Johan had een kamer gehuurd van Lodijzen, die zijn bakkerij had aangehouden op de oude plaats, in de Helmerstraat, vanwege de buurt-klanten. Het woonhuis boven de bakkerij stond leeg, op een kabinetje na waarin vroeger de bakkersdochter had geslapen. Daar had hij een bed, een stoel en een tafel staan, en een koffer waar zijn schorten en zijn scheergerei in zaten. Zich wassen deden ze natuurlijk in de keuken. De bakker overnachtte nogal eens in de oude behuizing, omdat, zelfs nu al jaren lang het verse brood niet voor tienen in de uitstalkast mocht vanwege de wet, het deeg gekneed moest worden om vier uur ’s nachts. Dat kon je niet zomaar overlaten aan een knecht. Lodijzens dochtertje, Annemarie, veertien jaar oud, werkte op het atelier van dezelfde modiste die Gisela had aangenomen als assistente. En de Lodijzens, als gezin, bewoonden het huis aan de Kloveniersburgwal, dat behoorde aan Berthold van der Bom, zeventien jaar oud. Het was een situatie die Johan schitterend-melodramatisch vond, iets voor Jeanne Reineke van Stuwe, maar die Teun de bakker aanvankelijk zeer had bedrukt. Toen Johan van der Bom hem kwam vragen of hij misschien een kamer van hem mocht huren had Teun over zijn gezicht staan wrijven alsof hij per seconde door een nieuw spinneweb liep. “Verexcuseer,” had hij gezegd, “maar dat moet toch vervelend voor u zijn.”

“Waarom?” vroeg Johan. “Het huis is lekker rustig, zo met kerels onder mekaar. We kennen mekaar al een hele tijd, je zult me het vel niet over de neus halen. En ik krijg ’s morgens lekker mijn verse cadetje! Wat wil je nog meer? Dat krijgt verder geen mens, in Amsterdam.”

“Mijn buren kennen u ook,” zei Teun, “van gezicht tenminste. Ik dacht zo, u zou u eige wel eens kennen senéren.”

“Er is meer kans op dat jij je geneert,” zei Johan, “omdat je je met de zoon van een failliete oplichter inlaat. Is dat het?”

“Neeneenee!”

“Nou, dat is dan verrekte fideel van jou. Zo moet je dat bekijken, man. Hè? Schaften doe ik op het werk, maar een hok, met dat cadetje erbij... Wat moet dat kosten, in de week?”

“Een knaak,” zei Teun met hangend hoofd. “Maar ik ben bang dat mijn vrouw ertegen zal zijn.”

“Spuugt ze op de naam van der Bom?”

“Gottegot nee, ze heb medelijden. Ze zal niet willen dat ik die knaak anpak. Zeg nou zelf, u komt er bekaaider af dan wij, meneer, en u ken ’t ook niet helpen. Ze was hartstikke gek op de ouwe meneer Jonas, mijn vrouw. Anders had ze nooit dat huis genomen, zelfs voor ons Berteld niet.
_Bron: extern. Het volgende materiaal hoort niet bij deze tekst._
PR #4287, opened 2025-12-15
Figure.grdview: Fix the default z-plane to the grid z minimum when plane is set to True or only facede_fill/facede_pen is set

seisman:
Related to an pstream GMT bug originally found in https://github.com/GenericMappingTools/pygmt-paper-figures/pull/17#discussion_r2617288646 and fixed in https://github.com/GenericMappingTools/gmt/pull/8838.

This PR adds a workaround for it and fix the baseline image for the test.

### DIFF
--- a/.github/workflows/benchmarks.yml
+++ b/.github/workflows/benchmarks.yml
@@ -84,7 +84,7 @@ jobs:
 
       # Run the benchmark tests
       - name: Run benchmarks
-        uses: CodSpeedHQ/action@6a8e2b874c338bf81cc5e8be715ada75908d3871 # v4.3.4
+        uses: CodSpeedHQ/action@346a2d8a8d9d38909abd0bc3d23f773110f076ad # v4.4.1
         with:
           mode: "instrumentation"
           # 'bash -el -c' is needed to use the custom shell.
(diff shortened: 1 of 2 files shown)


pygmt/src/grdview.py
```diff
@@ -174,6 +178,18 @@ def grdview(  # noqa: PLR0913
     if plane is False and (facade_fill is not None or facade_pen is not None):
         plane = True
 
+    # Workaround for GMT bug https://github.com/GenericMappingTools/gmt/pull/8838
+    # Fix the plane value to be the grid minimum if plane=True.
+    # Notes:
+    # 1. It's the minimum of the grid, not a subset of the grid defined by `region'.
```
yvonnefroehlich:
```suggestion
    # 1. It's the minimum of the grid, not a subset of the grid defined by 'region'.
```

pygmt/src/grdview.py
```diff
@@ -174,6 +178,18 @@ def grdview(  # noqa: PLR0913
...
+    # 2. The GMT docs says "if -R was used to set zmin/zmax then we use that value if
+    #    it is less than the grid minimum value.". We can't add a workaround for this
+    #    case since we can't parse zmin/zmax from `region' if `region' was set in
+    #    previous plotting commands.
```
yvonnefroehlich:
```suggestion
    #    case since we can't parse zmin/zmax from 'region' if 'region' was set in
    #    previous plotting commands.
```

Maar om de memorie ... vat u?”

“Ik vat ’m,” zei Johan. “Bevalt het huis?”

“Nou meneer, het eerste wat ze dee, hè, mijn vrouw, toen we erin zouden gaan, dat was een ladder pakken en het behang van de salon volsmeren met een dikke laag kalk.”

“Dat zwart-wit-oranje met de krullen?”

“Jawel, dat in de tuinkamer, zal ik maar zeggen. Ze zegt: ‘Dat behangegie, Teun,’ zegt ze, ,dat ken niet,’ zegt ze, ,daar word ik ibbel van.’ Maar verders is het een fijn huis. Met een tuin, verdikkeme! Weet u wat ik erin ga zetten, volgend zomer? Aardbeien!”